# who staked the other vamp counts!?!



## Alexander_67 (May 5, 2007)

So whats the deal here? You go on the store website and they dont sell any other vamp counts anymore. Its all the new Von Carstines and bog standard blokes. Lemians, Strigoi and Necrarchs are absent completely. I havent heard anything about them being phased out? Am i wrong? I havent read the new rule book but please someone tell me they arent gone for good and they are just re-vamping the models??


----------



## Wade (Jan 21, 2007)

Now you have bloodlines, which you purchase for your vampires. Each one has a variety of effects but you can mix and match them


----------



## Alexander_67 (May 5, 2007)

Wow doesnt that sound great.

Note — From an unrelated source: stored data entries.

PR #162, opened 2019-09-19
Add get_column_names_from_sql macro

clrcrl:
Inspired by a Slack thread, didn't want to lose it.

I've wanted this before, but have always worked around it by creating things as views upstream.

TBH I'm not sure of the utility of it unless we work it into `union` and `star` so that both work with upstream ephemeral models.

### DIFF
--- a/README.md
+++ b/README.md
@@ -239,7 +239,7 @@ This macro is useful when you need to iterate through columns in a CTE (includin
 {% set query_sql %}
 select * from {{ ref('my_ephemeral_model') }}
 {% endset %}
-{% set column_names=get_columns_in_relation(query_sql) %}
+{% set column_names=get_column_names_from_sql(query_sql) %}
 
 select
 {% for column_name in column_names %}
--- a/README.md
+++ b/README.md
@@ -230,6 +230,24 @@ Usage:
 ...
 ```
 
+#### get_column_names_from_sql ([source](macros/sql/get_column_names_from_sql.sql))
+This macro returns a list of column names (_not_ `Column`[objects](https://docs.getdbt.com/docs/api-variable#section-column)) for the results of a provided query.
+
+This macro is useful when you need to iterate through columns in a CTE (including an ephemeral model) since the information_schema cannot be queried. If you need to find the columns in a [Relation](https://docs.getdbt.com/docs/api-variable#section-relation) (generally a table or view), you should use [get_columns_in_relation](https://docs.getdbt.com/docs/adapter#section-get_columns_in_relation) instead.
+
+```sql
+{% set query_sql %}
+select * from {{ ref('my_ephemeral_model') }}
+{% endset %}
+{% set column_names=get_columns_in_relation(query_sql) %}
+
+select
+{% for column_name in column_names %}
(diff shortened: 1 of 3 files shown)


bastienboutonnet:
I tried this on my end, and the expected behaviour of `if execute` seems a bit odd.
When I run compile, the sql passed to `run_query()` gets ran agains the database. Could it be that `execute` evaluates as `True` even during `dbt compile`? 

This might also be something wrong in my settings (also I am on Snowflake in case there is an exception) and I'm not really able to traceback the logic that sets that flag with the amount of time I have these days but I thought it would be worth looking into if you guys are going to merge this.

clrcrl:
@bastienboutonnet -- `execute` is a bit of a fickle beast. AFAIK (and Drew can correct me if I'm wrong), when you `dbt compile`, dbt:
1. Parses the project --> `execute == False` / no queries are run. If we tried to access `results.column_names` at this stage, we'd get back an error like this:
```
Encountered an error:
Compilation Error in macro get_column_names_from_sql (macros/sql/get_column_names_from_sql.sql)
  'None' has no attribute 'table'
```
This is why we have to nest some of the code in `if execute`.
2. Compiles the project --> `execute == True`. This means that even on `compile`, the query gets executed, so the behaviour you're seeing is expected :)

bastienboutonnet:
Ok. So for a use case when you're trying to get cols from a CTE which will not have been generated then the compile fails. In my use case it breaks the run as it will throw things like `<CTE_NAME> does not exist`

clrcrl:
LOL! Turns out this already exists [here](https://github.com/fishtown-analytics/dbt/blob/dev/louisa-may-alcott/core/dbt/include/global_project/macros/adapters/common.sql#L31). So you can just access it using `adapter.get_columns_in_query`. Silly me :)

bastienboutonnet:
@clrcrl This macro doesn't seem to work for me sadly.
I'm using it as so:
```sql
with test_cte as (
    select
        *
    from dwh.data_warehouse.fact_booking
)
select
{{get_columns_in_cte('select * from test_cte')}}
```

clrcrl:
Hey @bastienboutonnet 👋 

I got it to work like so:
```
{% if execute %}
    {%- set query_to_go -%}

    with test_cte as (
        select
            *
        from raw_jaffle_shop.customers
    )
    select * from test_cte
    {%- endset -%}

    {% set cols=get_columns_in_query(query_to_go) %}
{% else %}

{% set cols=[] %}

{% endif %}

{{ log(cols, info=True) }}
{{ cols }}

```

The output looks like this:
```
$ dbt compile
Running with dbt=0.14.2
Found 9 models, 28 tests, 0 snapshots, 1 analyse, 138 macros, 0 operations, 0 seed files, 3 sources

11:32:51 | Concurrency: 1 threads (target='dev')
11:32:51 |
['id', 'first_name', 'last_name', 'email', '_elt_updated_at']
11:32:52 | Done.
```

And the compiled query looks like this:
```
    ['id', 'first_name', 'last_name', 'email', '_elt_updated_at']
```

bastienboutonnet:
@clrcrl Amazing that totally works! This is going to be suuuch a nice thing to have. Thanks again!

Gotta hand it to GW they've got the whole 'Make good models but fuck up the simple stuff like rules' strategy down to a T. Hurray for Downward Spirals.


----------



## Lord Sinkoran (Dec 23, 2006)

i love teh strogoi model.


----------



## Captain Galus (Jan 2, 2008)

pls tell me theyre not getting rid of blood dragons?!


----------



## The Son of Horus (Dec 30, 2006)

They're all still in there. The emphasis is on making your own specific vampire, as opposed to a generic one of a bloodline. You can buy abilities that are identical to a Blood Dragon's in the previous version, a Strigoi, or Lahmeian... and you're free to mix and match to create a unique individual, which every vampire lord ought to be, I think.


----------